Wound Healing Rate, or WHR, is a widely used yet oftentimes divisive performance metric within the wound care industry. WHR is commonly understood to mean the number of patients with healed wounds versus the total number of patients with wounds during some defined period of time, expressed as a percentage. For example, 50 patients with healed wounds versus 100 total patients with wounds over a quarter, would be a 50% WHR.
Putting aside the Fifean commentary about the credibility of reported WHR, I want to focus on WHR for comparison, say when comparing WHR between SNF facilities. Let’s consider the following six fictional SNF’s and, ask which SNF(s) has the best and worst WHR?
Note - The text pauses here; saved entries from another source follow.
PR #2087, opened 2024-04-03
Show field code on observation form when present

mo-nathan:


JoeCohen (commented):
@mo-nathan  This functioned as intended.

#### Should the `field_code` field be editable vs just a label?

Edge case: User scans paper slip _n_, modfies the `field_code` field to be _n + x_;  creates a FieldSlip and Observation. Now scanning paper slip _n + x_ (which may be held by a different user) may have a suprise results

mo-nathan:
In my view, the field code on the Create Observation page should not be editable for exactly the reason you said.  However, we need some way to fix things, so I think allowing it to be edited on the FieldSlip#edit page is reasonable.  We could restrict that to admins.  I don't have strong opinion about whether the risk that reduces is worth the effort needed.

JoeCohen (approved):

As we can see, we have differing denominators (Total Residents with Wounds), which makes a straightforward comparison difficult. The classical tools here would be the Chi-squared test for proportions or Fisher’s exact Test. The outputs between these two tests are a chi-square score (the relationship between variables), degrees of freedom (the number of samples being summed), and a p-value (a measure of the probability that an observed difference could have occurred just by random chance). These tests and outputs, at least to me, are unintuitive, and confusing, and don’t really answer the question that I have.
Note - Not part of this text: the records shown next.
PR #2092, opened 2024-04-11
Make map behavior more predictable

nimmolo:
- **All maps**: Make markers and boxes the same red color (!)
- **Occurrence maps**: Display _location boxes_ only, when obs get aggregated by `CollapsibleCollection`. 
Reason: There is a problem with my recent "improvement" on main, for Joanne's Santa Cruz Island observations. Two very close points that were previously aggregated into "USA" (and thus hard to detect) are now being aggregated into a box that is so small it is invisible at a zoomed-out view. Switching to displaying the associated Location boxes is the easiest way to bump up the box size to something noticeable. Links to the individual obs are still accessible via the box caption. 
- My goal is still to move to Google's `MarkerClusterer`, but I feel like this stopgap is much improved over what's currently on main.

Screen Shot 2024-04-11 at 4 36 31 PM

- **Single Observation map**: When there is GPS point data for an obs, favor the point, even if it's outside the bounds of the associated Location. (Increase delta for "location dubiousness" to 2.0, from 0.2). This is part of a general move towards making GPS point data definitive, and Location associations secondary.
- **Single Observation map**: Improve default zoom for points (on main, these are too zoomed in to be useful)

### DIFF
--- a/app/classes/mappable/box.rb
+++ b/app/classes/mappable/box.rb
@@ -1,7 +1,16 @@
 # frozen_string_literal: true
 
-# rectangle on the surface of the earth, with borders: north, south, east, west
-# used mostly (exclusively?) by model scopes
+# Box represents a geographic bounding box, a rectangle on the surface of the
+# earth, with borders: north, south, east, west
+# Used mostly by model scopes, and for area comparisons.
+#
+#  == Instance methods
+#
+#  valid?::              Return true if box is valid.
+#  straddles_180_deg?::  Return true if box straddles 180 degrees.
+#  expand(delta_lat, delta_lng = nil)::  Return a new box with edges expanded
+#                                        by delta (optional delta_lng)
+
 module Mappable
   class Box
     attr_reader :north, :south, :east, :west
@@ -13,6 +22,8 @@ module Mappable
       @west = west
     end
 
+    include Mappable::BoxMethods
+
     def valid?
       args_in_bounds? && south <= north
     end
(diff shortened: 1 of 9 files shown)


nimmolo:
The change in display for Observations with "point" data maybe requires explanation. When people create an observation:

- We ask people for a GPS point _and_ a Location (a database entry with a box)
- We ask people to create a Location entry if there isn't one for their GPS point, but we also default to the last location used, which may be wildly incorrect (see observation 419427, part of a foray in Idaho where the GPS on the obs is 50 miles from the associated Location.) Creating a location is time consuming and we can safely assume many people skip this step, as this user obviously did.
- We call the Location dubious if their GPS point lies outside a narrow delta from the Location box bounds. When this happens, we don't display the GPS point for that obs. We display the location, as if that were definitive!

Of course, it's the GPS point that should probably be considered definitive, not whatever Location the observation is associated with (even though GPS is not 100% reliable either). I feel like this all adds unnecessary confusion and effort to the create obs workflow, and will get in the way of simplifying the process of creating an observation.

In remote or rural places, and especially on public land, the boundary of the common-sense "postal location" is often some distance away from the coordinates of the obs. But together with the GPS, it's likely "good enough" to identify the observation location. 

Particularly if we let Google look up postal addresses in the future, we'd probably want to let the postal address be "the location", with no further ado. So this PR loosens the requirement for `lat_long_close?`. 

It's GPS data we want to encourage people to provide, not "better" entries in the Location table, in my opinion.

JoeCohen:
Maybe use a different symbol instead of a box if the the box represents only a combination of (a) any ungeolocated Observations and (b) any Observations with hidden geolcation.
Possibilities include: a circle, a different color/shape pin.

nimmolo:
@JoeCohen - good catch re: points in Klickitat County.

I just pushed a change where it lets points through if the number of objects is below the max, i.e. if there's no chance the points will be auto-aggregated and potentially become invisible, like Joanne's in Santa Cruz Island on the larger occurrence map. 

This is a definite improvement that I would have missed. Your example in Klickitat now shows points.

- On this PR, if the map has enough objects to contain _auto-collapsed boxes_, there's no way to get points at all. This is intentional, per Joanne's example.
- Unfortunately there's no logic to flag what an auto-aggregated box contains currently. It's conceivable, but we may soon retire the auto-collapsed boxes.
- As of the last meeting, my goal is to try switching to sending ONLY point data to GMaps, and let the "MarkerClusterer" do the aggregating. Observations with no GPS would send their associated location's center point, as we discussed. 
 
This will only work if Google somehow provides separate captions for coinciding points, because there will be plenty of these. If that's not possible, we're stuck with boxes for the long term, and I can invest more time into differentiating them.

nimmolo:
@JoeCohen The question in #2088 is my two long illustrated posts at the bottom, regarding maps for single observations. This PR changes the default to favor the geolocation over the associated MO location in all cases.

I suggest that we try a more intuitive and elucidating approach; one based on a Bayesianism.
Although this may seem a paradox, all exact science is dominated by the idea of approximation
– BETRAND RUSSELL
What is Bayesianism, and how is it different from classical statistics a/k/a Frequentism? Dr. Jake VanderPlas articulates the difference succinctly:
For frequentists, probability only has meaning in terms of a limiting case of repeated measurements…probabilities are fundamentally related to frequencies of events.
For Bayesians, the concept of probability is extended to cover degrees of certainty about statements…probabilities are fundamentally related to our own knowledge about an event.
In short, Bayesianism allows one to encode their own beliefs and knowledge when doing statistical inference, and to provide a measure of uncertainty to the results of that inference. This is done by randomly sampling from distributions that represent our beliefs and knowledge, and conditioning this sampling on the data we have collected.
Let’s look at that table of SNF’s again:
And let’s represent the data in a chart:
(chart below is interactive)
What are my beliefs and what knowledge can I bring to bear to this problem?
- First, I believe that facilities use different internal methods to measure WHR and the numbers should be treated with healthy skepticism.
- Second, I believe that SNF’s are generally faced with similar issues related to wounds, i.e. staffing, supplies, etc., so I can think of these facilities as being, despite differences in size, more similar than dissimilar.
- Third, I believe the WHR from the SNF’s with larger denominators (Total Resident with Wounds) than I do the SNF’s with smaller denominators.
I can encode all of the beliefs and knowledge in what is called a Hierarchical Beta-Binomial model. It sounds more complicated than it really is. “Beta” refers to a distribution between 0 and 1, which represents the probability of an event, here the probability of a wound healing. This part is called a Prior because we are encoding our belief about what we think the result will look like. “Binomial” here refers to the likelihood of a wound healing or not healing, which is a binary (“heal” or “not heal”) process. This is based on the Binomial distribution, conditioned on the observed WHR for each SNF. “Hierarchical” refers to how the model allows information about the SNF’s to be shared during the calculations, i.e. that SNF’s are similar and that WHR will tend toward a global mean.
We can then use probabilistic programming software, to do the hard-lifting of drawing thousands of random samples based on our model, conditioned on our observed WHR for each nursing home.
We can summarize the result, or posterior, as follows:
(chart below is interactive)
We can now answer the question of whose WHR performance is better, in an intuitive way. We have credible intervals, which is the range of our belief(s) about what the real WHR performance is for each SNF. The larger the range, the higher uncertainty we have. We can see that the range for SNF 1 is very wide because we have a small sample size and a WHR that is very low. The range is very large, expressing our skepticism about this WHR. We also have Bayesian WHR means, which in most cases is close to the observed WHR. However, we will notice that most Bayesian means move toward the middle or “global mean”. This articulates our belief that the SNF’s are similar as it relates to wound-care.
Based on this model, SNF 5 is the best performer. It has the highest Bayesian mean and the lowest uncertainty (edging out SNF 4). The worst performer is a tossup between SNF 1 and SNF 6, although based on the credibility interval, I would pick SNF 6 as the worst performer. If we wished, we can also rank the SNF’s or compare one SNF to another, and even easily calculate the probability of a WHR on the credible interval for each SNF. Because we have a full posterior, we can answer many more questions in the business realm, in a way that is intuitive and easily understood by stakeholders.